[Opening INFORMATION SUPPLIED section]

PR #14653, opened 2018-10-01
Add factory method to RestTemplateBuilder

BrianDeacon:
Changed builder methods in `RestTemplateBuilder` to use an overridable factory method to facilitate creation of subclasses.
Previously, a subclass of `RestTemplateBuilder` would no longer be used if a non-overriden builder method was used.

i.e. a `SubclassedBuilder.defaultMessageConverters().build()` would not call `build()` on the subclass instance. Now that subclass
could get that behavior by overriding the new "newInstance" method.

### DIFF
--- a/spring-boot-project/spring-boot/src/main/java/org/springframework/boot/web/client/RequestFactoryCustomizer.java
+++ b/spring-boot-project/spring-boot/src/main/java/org/springframework/boot/web/client/RequestFactoryCustomizer.java
@@ -1,0 +1,49 @@
+/*
+ * Copyright 2012-2018 the original author or authors.
+ *
+ * Licensed under the Apache License, Version 2.0 (the "License");
+ * you may not use this file except in compliance with the License.
+ * You may obtain a copy of the License at
+ *
+ *      http://www.apache.org/licenses/LICENSE-2.0
+ *
+ * Unless required by applicable law or agreed to in writing, software
+ * distributed under the License is distributed on an "AS IS" BASIS,
+ * WITHOUT WARRANTIES OR CONDITIONS OF ANY KIND, either express or implied.
+ * See the License for the specific language governing permissions and
+ * limitations under the License.
+ */
+
+package org.springframework.boot.web.client;
+
+import java.time.Duration;
+import java.util.function.Consumer;
+
+import org.springframework.http.client.ClientHttpRequestFactory;
+
+/**
+ * A customizer to set properties on passed-in {@link ClientHttpRequestFactory} instances
+ * as used by {@link RestTemplateBuilder}.
+ *
+ * @author Brian Deacon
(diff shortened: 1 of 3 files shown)


philwebb:
`RestTemplateBuilder` wan't really designed to be subclassed and I'm not keen to promote it as a pattern.

Can we take a setup back and could you describe the problem you faced that made you want to subclass `RestTemplateBuilder` in the first place?

BrianDeacon:
Digging into this more, it looks like we were doing this poorly, so this has turned into a more philosophical issue than a practical one. We were overriding the build method to add our own RequestInterceptor to the built template, and I see now that RestTemplateBuilder::additionalInterceptors would be the way to solve that, and the fact that a new instance was being called every time wouldn't be an issue.

We have a shared library intended to be "drop in" for other developers in the organization that can just have particular configurations of a RestTemplateBuilder component immediately available for Autowiring (given a few boiler plate environment variables are set). We have three different flavors of these subclasses that need three different kinds of Interceptors added to built templates. Currently our use cases are around setting headers, but we weren't intending that to be the only thing we'd do. e.g., we have RestTemplateBuilders for "these templates will propagate auth headers" or "these other ones will look up service-level headers and use those". One of these subclasses might be used in a few places to then be further customized as needed. The situation where we ran into the problem was when an injected instance of our subclass did `theCustomInstance.errorHandler(handler).build()`. The build invocation was then not `theCustomInstance.build()` but on the new RestTemplateBuilder instantiated inside errorHandler

So that specific issue would be solved just by changing where we add the interceptors.

But it frankly didn't occur to us that the builder methods would return a new instance rather than just `this`. An immutable builder strikes me as odd, and I imagine was the reason our developers hit this unexpected behavior. Our short-term workaround for clients using our current version of the shared library is that we just make the errorHandler() call on the built template. In the medium-term, we'll update our shared library and have our subclasses call additionalInterceptors instead.

It also seems a little unexpected that if we inject a RestTemplateBuilder, then further customize it with various calls to the builder methods, that we are no longer dealing with the singleton instance of the injected Bean. (Let alone the oddness that we have an immutable builder building mutable RestTemplates)

philwebb:
The `RestTemplateBuilder` is usually a singleton bean in the context, but we wanted to allow users to provide further customization at injection time.

For example, you might have something like this:

```java
@Bean
public ServiceA serviceA(RestTemplateBuilder builder) {
    return new ServiceA(builder.basicAuthorization("sa", "sa"));
}

@Bean
public ServiceB serviceB(RestTemplateBuilder builder) {
    return new ServiceB(builder.defaultMessageConverters());
}
```

If the builder is mutable then it's possible that `serviceA` is called before `serviceB` and `serviceB` gets unexpected basic authorization configured.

[Closing INFORMATION SUPPLIED section]

• **REQUIREMENT**: Show each line in the listing above that has "specific".

• **THE COMPLETED TASK**:
+ * See the License for the specific language governing permissions and
So that specific issue would be solved just by changing where we add the interceptors.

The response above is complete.